In today’s Bible reading* (Psalm 106:5) we read of a different kind of prosperity than the Prosperity Gospel peddlers talk about.
Important note: Before I go any further, please hear me clearly say that all of the modern translations are very reliable. The English translation you hold in your hands (or read on your computer or on your mobile device) is as much the Word of God as any other. Please remember that because it is a translation, translators sometimes make interpretive decisions that aren’t the most fitting. That’s why I recommend if possible that you use several translations on questionable issues.
I compared several modern translations and most translated the word in question as prosperity. However, the Lexham English Bible actually conveys the Hebrew word as good. The New English Translation footnotes the Hebrew word good. The New King James translates the word as benefit.
The word in question in verse five is the same word used to describe God in Psalm 106:1, “Hallelujah! Give thanks to the LORD, for he is good …” (CSB)

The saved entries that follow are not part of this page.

PR #2507, opened 2020-02-14
Add links for browser launch options

jennifer-shehane:
- Add more realistic examples
- Remove examples that make no sense to ever use in Cypress.
- Honestly, I couldn't get a single browser launch preference to take effect for Chrome or Firefox, so I don't know if this even works or I'm doing it wrong. There is no real example provided here.

### DIFF
--- a/source/api/plugins/browser-launch-api.md
+++ b/source/api/plugins/browser-launch-api.md
@@ -49,20 +49,29 @@ The returned `launchOptions` object will become the new launch options for the b
 
 ### Modify browser launch arguments:
 
+Here are args available for the currently supported browsers:
+
+* {% url 'Chromium-based browsers' "https://peter.sh/experiments/chromium-command-line-switches/" %}
+* {% url 'Firefox' "https://developer.mozilla.org/docs/Mozilla/Command_Line_Options" %}
+
 ```js
 module.exports = (on, config) => {
   on('before:browser:launch', (browser = {}, launchOptions) => {
+    // `args` is an array of all the arguments that will
+    // be passed to browsers when it launches
+    console.log(launchOptions.args) // print all current args
+
     if (browser.family === 'chromium' && browser.name !== 'electron') {
-      // `args` is an array of all the arguments that will
-      //  be passed to Chromium-based browsers when it launchers
-      launchOptions.args.push('--start-fullscreen')
+      // auto open devtools
+      launchOptions.args.push('--auto-open-devtools-for-tabs')
 
       // whatever you return here becomes the launchOptions
       return launchOptions
     }
 
     if (browser.family === 'firefox') {
-      launchOptions.args.push('-some-cli-argument')
+      // auto open devtools
+      launchOptions.args.push('-devtools')
 
       return launchOptions
     }
@@ -86,6 +95,12 @@ module.exports = (on, config) => {
 
 ### Changing browser preferences:
 
+Here are preferences available for the currently supported browsers:
+
+* {% url 'Chromium-based browsers' "https://src.chromium.org/viewvc/chrome/trunk/src/chrome/common/pref_names.cc?view=markup" %}
+* {% url 'Electron' "https://github.com/electron/electron/blob/master/docs/api/browser-window.md#new-browserwindowoptions" %}
+* Firefox: visit `about:config` URL within your Firefox browser to see all available preferences.
+
 ```js
 module.exports = (on, config) => {
   on('before:browser:launch', (browser, launchOptions) => {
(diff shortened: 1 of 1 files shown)


source/api/plugins/browser-launch-api.md
```diff
@@ -96,22 +111,18 @@ module.exports = (on, config) => {
       // for example, to set `somePreference: true` in Preferences:
       launchOptions.preferences.default.somePreference = true
 
-      // more information about Chromium preferences can be found here:
-      // https://www.chromium.org/developers/design-documents/preferences
```
jennifer-shehane: This is a very confusing doc, and I have a hard time understanding how it is relevant to sending preferences. Although I cannot figure out the signature for sending any perfs in https://src.chromium.org/viewvc/chrome/trunk/src/chrome/common/pref_names.cc?view=markup

source/api/plugins/browser-launch-api.md
```diff
@@ -49,20 +49,29 @@ The returned `launchOptions` object will become the new launch options for the b
...
+      launchOptions.args.push('--auto-open-devtools-for-tabs')
 
       // whatever you return here becomes the launchOptions
       return launchOptions
     }
 
     if (browser.family === 'firefox') {
-      launchOptions.args.push('-some-cli-argument')
+      // auto open devtools
+      launchOptions.args.push('-devtools')
```
jennifer-shehane: @Bkucera Is there any actual usecase for `launchOptions.args` in Electron? Mostly everything I could see pushing in is now in `preferences`

source/api/plugins/browser-launch-api.md
```diff
@@ -86,6 +95,12 @@ module.exports = (on, config) => {
 
 ### Changing browser preferences:
```
jennifer-shehane: @Bkucera This option should have closed this issue: https://github.com/cypress-io/cypress/issues/3671 But I can't reasonably close this when I can't give them a single example of this working.

source/api/plugins/browser-launch-api.md
Bkucera: there is no use case for `args` in electron. we just ignore them

source/api/plugins/browser-launch-api.md
Bkucera: agreed, lets pick the most requested use-case solved by custom preferences and put it as an example here

Bkucera: @flotwig would that be setting downloads folder location?

source/api/plugins/browser-launch-api.md
```diff
@@ -96,22 +111,18 @@ module.exports = (on, config) => {
...
-      launchOptions.preferences['browser.startup.homepage'] = 'https://cypress.io'
+      launchOptions.preferences['some.preference'] = true
 
       return launchOptions
     }
 
     if (browser.name === 'electron') {
-      // launchOptions.preferences is a `BrowserWindow` `options` object:
-      // https://electronjs.org/docs/api/browser-window#new-browserwindowoptions
+      // launchOptions.preferences is a `BrowserWindow` `options` object
```
Bkucera: we should add back the `browserwindowoptions` api doc link

Bkucera: we should add back the `browserwindowoptions` api doc link

Bkucera: ah i see it above, NVM

source/api/plugins/browser-launch-api.md
flotwig: @Bkucera yeah, that's a good one if it can be solved via preferences alone

source/api/plugins/browser-launch-api.md
flotwig: Chromium preferences are confusing in their nature, would it be less confusing if we clarified these are for advanced use only?

There's not really a simple way to explain it. In Chromium, preferences are just internal state saved between launches, so that documentation is actually the simplest docs entrypoint I could find regarding them.

source/api/plugins/browser-launch-api.md
```diff
@@ -86,6 +95,12 @@ module.exports = (on, config) => {
 
 ### Changing browser preferences:
 
+Here are preferences available for the currently supported browsers:
+
+* {% url 'Chromium-based browsers' "https://src.chromium.org/viewvc/chrome/trunk/src/chrome/common/pref_names.cc?view=markup" %}
```
flotwig: nice find

source/api/plugins/browser-launch-api.md
jennifer-shehane: I added a note saying this to top of browser launch args section.

source/api/plugins/browser-launch-api.md
jennifer-shehane: I added a warning note at top of browser preferences saying:

>Browser preferences are available for advanced usage and should not be required in most cases.

jennifer-shehane:
I'm going to merge this in as this is an improvement as is. Would love an example added for https://github.com/cypress-io/cypress/issues/3671 on how to set the download destination within Chrome preferences, which I can then add to the doc later.

source/api/plugins/browser-launch-api.md
Bkucera: @jennifer-shehane  I've made an example changing the download directory here https://github.com/cypress-io/cypress/pull/6494/files#diff-d1e9c5129d8076065e3569141b79b037 I think we can paste that as an example here

Bkucera:
@jennifer-shehane  I've made an example changing the download directory here https://github.com/cypress-io/cypress/pull/6494/files#diff-d1e9c5129d8076065e3569141b79b037 I think we can paste that as an example here

PR #2530, opened 2020-02-20
Add cypress-keycloak-commands to authentication plugins

Fredx87:
This PR adds `cypress-keycloak-commands` to the list of custom authentication plugins. This plugin allows to authenticate users using the [Keycloak](https://www.keycloak.org/) Identity Provider


JessicaSachs (approved):
👋 Hello and thank you for your contribution! We've reviewed your plugin and are happy to add it to the plugins list.

- [x] 🚀 Works with the latest major version of Cypress
- [x] 🛠 Plugin purpose is clearly documented (in a README or docs website)
- [x] 📄 Well-written documentation 
- [x] 🧪 Tested using Cypress - tests using Cypress can act as both example usage _and_ test coverage
- [x] 👷‍♀️ CI pipeline that's passing (CircleCI and [Github Actions](https://github.com/cypress-io/cypress-tutorial-build-todo/blob/master/.github/workflows) are both free for Open Source)

Your docs are great and we'll be pointing future plugin authors to them as an example.

PR #2534, opened 2020-02-21
Document extra config values added to plugins config

chrisbreiding:
TODO:

- [x] Merge in https://github.com/cypress-io/cypress/pull/6317 first

Documents change made in https://github.com/cypress-io/cypress/pull/6317


source/api/plugins/writing-a-plugin.md
```diff
@@ -59,6 +59,11 @@ This configuration contains all of the values that get passed into the browser f
 
 {% url 'For a comprehensive list of all configuration values look here.' https://github.com/cypress-io/cypress/blob/master/packages/server/lib/config.coffee %}
 
+It also includes the following extra values that are not part of the standard configuration. Note that these values cannot be modified from the plugins file.
```
jennifer-shehane: I would probably call this out more. 

```suggestion
It also includes the following extra values that are not part of the standard configuration. 

{% note warning %}
These values are read only and cannot be modified from the plugins file.
{% endnote %}
```

chrisbreiding: The only problem is that there are more lines below this that refer to all the values, so it might be confusing. We'd need to restructure more lines or at least make it clear in the warning that we're only referring to `configFile` and `projectRoot`.

jennifer-shehane:
Close in favor of https://github.com/cypress-io/cypress-documentation/commit/f12d5a13ac60a837171ecbf0ee16f30f9ed1eaa8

It’s unfortunate that most of the modern translations use the word prosperity. It connotes financial prosperity. But I could only find limited reference to material blessings in the Hebrew lexicons (dictionaries) I consulted. One of the lexicons says, “‘Good’ is used in respect to a wide variety of abstract perspectives.”
Paul told his readers that because their position is in the heavenly places, they should seek heavenly things. (Colossians 3:1)
I’m not saying that God will never give material blessings. He sometimes does. And when He does, He does so so that His people can be a blessing to others. It’s important to remember that no one will take material blessings with them into the life to come. Everything will be left behind.
 Bowling, Andrew. “793 טוֹב.” Ed. R. Laird Harris, Gleason L. Archer Jr., and Bruce K. Waltke. Theological Wordbook of the Old Testament 1999 : 345. Print.